Build it up, step by step.
Step A (read it): the starter computes only the SIGN of obs['goal_bearing'] and turns full tilt — that is bang-bang, the source of the weave. Step B (make it proportional): replace the hard turn with turn = Kp * obs['goal_bearing'] (a known-good neighborhood for this pad is Kp around 1.2), then mix into wheels as (forward - turn, forward + turn). Step C (ease the throttle): set forward proportional to obs['goal_dist'], capped (e.g. forward = min(0.7, 0.9 * obs['goal_dist'])), so you slow into the tight pad instead of overshooting. Remember + goal_bearing means the goal is to your LEFT, so a positive turn must steer left.
How the Bench grades your run.
PASS WHEN On real MuJoCo physics, control(obs) eases the rover onto the goal pad and reaches within 0.12 m: the turn is proportional to goal_bearing (no weave) and forward speed bleeds off as goal_dist shrinks (no overshoot).

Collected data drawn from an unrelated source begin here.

PR #751, opened 2023-12-10
added debug-only error panicker

fluidvanadium:
debug_assertions only works in debug. i have tested both sides of this by
introduce an error to lightclient
```
    pub async fn do_sync(&self, print_updates: bool) -> Result<SyncResult, String> {
        // test production
        let _: ZingoLibResult<()> = ZingoLibError::UnknownError.handle_or_panic();
```

cargo run panics
cargo run --release prints an error and keeps going

### DIFF
--- a/zingolib/src/blaze/fetch_full_transaction.rs
+++ b/zingolib/src/blaze/fetch_full_transaction.rs
@@ -491,7 +491,7 @@ impl TransactionContext {
                     }
                     Err(e) => {
                         let _memo_error: ZingoLibResult<()> =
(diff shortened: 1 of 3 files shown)


Oscar-Pepper (changes requested):
think we want it to panic for release in the case of running integration tests so im not sure this PR is doing the correct thing... thanks for introducing me to debug assertions though, nice tool to have..
 maybe a better way to structure this is instead of having a feature gate for the panic, we send the error up the stack and have integration tests call a function that panics if the result is error. however, this might take a lot of restructuring so maybe not a priority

- FAIL: closest approach never neared the pad — your steering sign is backwards. Positive goal_bearing means the goal is to your LEFT, so a positive turn must steer left; mix it as (forward - turn, forward + turn).
- FAIL: you weave across the pad and skate past — that is bang-bang. Replace the fixed +/-1 turn with turn = Kp * obs['goal_bearing'] (try Kp around 1.2) so the turn eases as the bearing closes.
- FAIL: closest approach is over 0.12 m — you arrive too fast and overshoot the tight pad. Ease the throttle: make forward proportional to obs['goal_dist'] (e.g. min(0.7, 0.9 * goal_dist)) so you slow into the pad.
Bring back what you've already mastered.
- From 2.1: your read_state feeds heading and goal_dist into this loop — if its estimate jitters, which term of a proportional turn gets noisy first? (The turn itself, since turn scales directly with the bearing error.)
- From 1.2: mark the line in the bang-bang starter that is purely reactive (sign-only) and rewrite it proportionally as turn = Kp * goal_bearing.
- Given a run that weaves across the pad with no steady offset, name the single change and direction. (It is bang-bang / Kp effectively infinite — make the turn proportional, lower the gain.)
What you must demonstrate to advance.
Drive the rover onto the goal pad within 0.12 m on real MuJoCo physics using a proportional control(obs): turn proportional to goal_bearing (no weave) and forward eased by goal_dist (no overshoot) — the P core of the DECIDE/ACT loop (L2).
How this feeds your build.
This proportional control(obs) is the DECIDE/ACT core of the capstone autonomy stack; the 2.3 FSM calls it per mode as a black box, Module 4 re-implements the same law in C on a timer interrupt, and Module 5 profiles it toward the metal.